* Graphic: World FX rates in 2020 http://tmsnrt.rs/2egbfVh
* S&P E-mini futures up 0.7%
* MSCI All Country World down 0.13%
By Ritvik Carvalho
LONDON, Feb 25 (Reuters) - Global stock markets stabilised on Tuesday after a wave of early selling petered out and Wall Street futures managed a solid bounce after the previous day's sharp selloff on fears about the spreading coronavirus.
European shares recorded their worst one-day loss since June 2016 on Monday as worries about the spread of the new virus far beyond China whacked global markets and risk sentiment.
But the pan-European STOXX 600 index rose 0.6% in early trade in London , with Italian shares, which tumbled 5.4% on Monday, also 0.6% higher. Italy is grappling with the worst outbreak of coronavirus in Europe.
"There is no question financial markets are coming round to the realisation that this particular crisis is likely to have a slightly longer shelf life than many thought was the case a couple of weeks ago," said Michael Hewson, chief markets analyst at CMC Markets in London.
"For now, there appears little prospect that financial markets look likely to settle down in the short term, which means investors will have to get used to an extended period of uncertainty and volatility."
MSCI's All Country World index, which tracks shares across 47 countries, was down 0.16%, paring some earlier losses when Asian markets were trading. The index suffered its biggest daily drop in two years on Monday.
Euro zone government debt markets stabilised, with Italian bonds on steadier ground after suffering their worst day in over two months.
Some dealers cited a Wall Street Journal report on a possible vaccine as helping sentiment, though human tests of the drug are not due until the end of April and results not until July or August.

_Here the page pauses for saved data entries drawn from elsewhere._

PR #228, opened 2024-07-02
`set-scale` utility

aaronalvarezcz:
2024-09-17 update from @talonchandler. 

**Problem:** Scale metadata in existing .zarr stores is frequently incorrect. 

**Solution:** A small CLI utility `set-scale` that can fix incorrect metadata in a single CLI call. 

**Previous work:** the `shrimPy` repository included an [earlier version of this utility.](https://github.com/czbiohub-sf/shrimPy/blob/8f2469bf779ea4efabd3cbce304c66f1dd7c834d/mantis/cli/update_scale_metadata.py). 

**Interface:**
```
iohub set-scale -i input.zarr/ -z 2.0 -y 0.325 -x 0.325
```
will result in
```
Updating all.zarr/A/1/0 z scale from 2.3 to 2.0.
Updating all.zarr/A/1/0 y scale from 2.6 to 0.325.
Updating all.zarr/A/1/0 x scale from 2.6 to 0.325.
Updating all.zarr/A/1/1 z scale from 2.3 to 2.0.
...
...
...
Updating all.zarr/D/4/8 x scale from 2.6 to 0.325.
```

**Other notes:**
- I (@talonchandler) needed to move several parsing utilities into `iohub`. These utilities are widely used across compmicro's pipelines, so I think they deserve a place here. 
- `-i input.zarr` will expand a plate into a list of positions, then update the scale metadata of each position. `-i input.zarr/*/*/*` is equivalent. 
- this utility now accepts any subset of `-t`, `-z`, `-y`, and `-x` flags


iohub/cli/cli.py
```diff
@@ -117,3 +118,18 @@ def convert(
...
+
+
+@cli.command()
+@click.help_option("-h", "--help")
+@click.argument(
+    "files",
+    nargs=-1,
+    required=True,
+    type=_DATASET_PATH,
+)
```
talonchandler, line 130: `iohub` convert uses the `-i` convention, but you're dropping it here. Are you trying to match `iohub info`?

I think it makes sense to match the convention, especially because we want the wildcard behavior from the `-i`.

talonchandler (changes requested):
I'll suggest:
- reviving the `-i` option
- trialing a full CLI and/or config interface instead of the current interactive 
- documenting and testing

ziw-liu:
Please add a description of the feature you are implementing and the problem it solves.

iohub/cli/cli.py
```diff
@@ -117,3 +119,32 @@ def convert(
...
+@click.option(
+   "--z-scale",
+   "-z",
+    required=False,
+    type=float,
+    help="New z scale",
+)
+def update_scale_metadata(input_position_dirpaths, z_scale, y_scale, x_scale):
+    """Update scale metadata in OME-Zarr datasets"""
```
talonchandler, line 149: I will suggest adding an example call like `>> iohub update-scale-metadata -i <input> ... etc` here. 

Double check that it works.

talonchandler:
After discussion, here's a list of TODOs before we're ready for wider review:

- remove the dependency on mantis and copy over the `-i` option instead.
- move the test from shrimpy over to iohub
- make sure that tests are passing

talonchandler:
I've revised this PR and added tests. It's now ready for review.

talonchandler (approved):

talonchandler:
When this merges, we can remove it from shrimpy by merging [this PR](https://github.com/czbiohub-sf/shrimPy/pull/142).

edyoshikun (approved):
LGTM! just tested this and worked well.

tests/cli/test_cli.py
```diff
@@ -103,3 +105,33 @@ def test_cli_convert_ome_tiff(grid_layout, tmpdir):
     result = runner.invoke(cli, cmd)
     assert result.exit_code == 0, result.output
     assert "Converting" in result.output
+
+
+def test_cli_update_scale_metadata():
```
ziw-liu, line 110: I recommend testing both the CLI (end-to-end testing) and the underlying API (unit testing).

iohub/cli/update_scale_metadata.py
```diff
@@ -0,0 +1,30 @@
...
+
+def update_scale_metadata(
+    input_position_dirpaths: List[str],
+    z_scale: float,
+    y_scale: float,
+    x_scale: float,
+):
+    for input_position_dirpath in input_position_dirpaths:
+        with open_ome_zarr(
+            input_position_dirpath, layout="fov", mode="a"
```
ziw-liu, line 15: Should this be `r+`?

iohub/cli/update_scale_metadata.py
```diff
@@ -0,0 +1,30 @@
...
+        ) as input_dataset:
+            print(
+                f"Updating {input_position_dirpath} scale from "
+                f"{tuple(input_dataset.scale[-3:])} to "
+                f"{z_scale, y_scale, x_scale}."
+            )
+            input_dataset.zattrs["old_scale"] = input_dataset.scale[2:]
```
ziw-liu, line 22: This should be namespaced, e.g. contained in "iohub".

iohub/cli/update_scale_metadata.py
```diff
@@ -0,0 +1,30 @@
+from typing import List
+
+from iohub import open_ome_zarr
+from iohub.ngff.models import TransformationMeta
+
+
+def update_scale_metadata(
+    input_position_dirpaths: List[str],
```
ziw-liu, line 8: Should we also allow T?

tests/cli/test_cli.py
ziw-liu: More concrete example: the function can be tested with a single FOV, and the CLI can be tested with a wild card pattern.

tests/cli/test_cli.py
```diff
@@ -103,3 +105,33 @@ def test_cli_convert_ome_tiff(grid_layout, tmpdir):
...
+    position_path = hcs_ref / "B" / "03" / "0"
+    with open_ome_zarr(position_path, layout="fov", mode="a") as input_dataset:
+        old_scale = input_dataset.scale
```
ziw-liu, line 113: This will permanently modify the reference file for the developers. See the NGFF tests for how to create a temporary copy.

ziw-liu: If you already ran this locally the pytest cache needs to be downloaded again.

iohub/cli/update_scale_metadata.py
talonchandler: Good call. Thanks!

tests/cli/test_cli.py
talonchandler: Thanks @ziw-liu, I've revised this branch to include a CLI and API with tests on both.

iohub/cli/update_scale_metadata.py
talonchandler: Thanks, now namespaced to `iohub`.

tests/cli/test_cli.py
talonchandler: Sorry for polluting the fixtures! 

Thanks for flagging. Now fixed with your `_temp_copy`.

ieivanov:
It's great that the `OptionEatAll` is now moving it `iohub`. It'll be good to add tests for it, and also test that `-i input.zarr` gets expanded into positions.

talonchandler:
@ieivanov I've added tests for `OptionEatAll` and plate-expansion behavior. I think this is ready for a final look.

ieivanov:
I've run out of time debugging, but I managed to fix an issue with updating the scale transform when the transform did not exist in the first place (datasets are created with identity transform by default).

I'm still seeing an issue that in the .zattrs file only `"old_x": 1.0` is written even when updating all of X, Y, and Z.

ieivanov (approved):
Let's merge!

Whatever the cause, E-Mini futures for the S&P 500 bounced 0.7% to pare some of the steep 3.35% loss the cash index suffered overnight.
The VIX volatility index, also known as Wall Street's "fear gauge", fell 2.2 points to 22.8, away from highs not seen since January 2019 that it hit on Monday.
In Asia earlier, South Korea's hard-hit market eked out a 0.6% rise and helped MSCI's broadest index of Asia-Pacific shares outside Japan fight back to flat.
Japan's Nikkei was down 3.4%, catching up with the global sell-off after having been shut on Monday, while Shanghai blue chips eased 1.6%.
European and U.S. stocks have suffered their biggest loses since mid-2016 amid fears the coronavirus may be morphing into a pandemic that could cripple global supply chains and wreak far greater economic damage than first thought.
The risks are such that bond markets are starting to bet central banks will have to ride to the rescue with new stimulus.
Futures for the Federal Reserve funds rate have surged in the last few days to price in a 50-50 chance of a quarter-point rate cut as early as April. In all, they imply more than 50 basis points of reductions by year end.
Central banks across Asia have already been easing policy, while governments have promised large injections of fiscal stimulus, something western countries might also have to consider.
Data showing sales of smartphones in China tumbled by more than a third in January, underlining the potential economic impact of the virus, helped knock Apple Inc shares 3.5% lower on Monday.
BONDS BET ON RATE CUTS
The coronavirus death toll climbed to seven in Italy on Monday and several Middle East countries were dealing with their first infections, feeding worries about a pandemic.
The rush to bonds left yields on 10-year U.S. Treasury notes at 1.39%, down almost 20 basis points in just three sessions and paying less than overnight rates. Yields are rapidly approaching the all-time low of 1.321% hit in July 2016.
The sharp drop, combined with the fact the Fed has far more room to cut interest rates than its peers, kept the U.S. dollar restrained after a run of strong gains.
"Besides a tapering in the geographical spread of the coronavirus or unexpected improvements in key short-term macro indicators, the circuit breaker for these market moves is starting to move towards the U.S. central bank," Danske Bank said in a note to clients.
In currencies, the euro edged up a little from recent three-year lows to reach $1.0862, while the dollar lost 0.06% to trade at 110.64 yen, away from a 10-month top of 112.21.
Against a basket of currencies, the greenback dipped 0.16% to 99.202.
Gold ran into profit-taking after hitting a seven-year peak overnight, and was last down 0.9% at $1,645.57 an ounce.
Oil steadied after shedding nearly 4% on Monday. U.S. crude was up 0.2% at $51.55, while Brent crude firmed 0.4% to $56.51.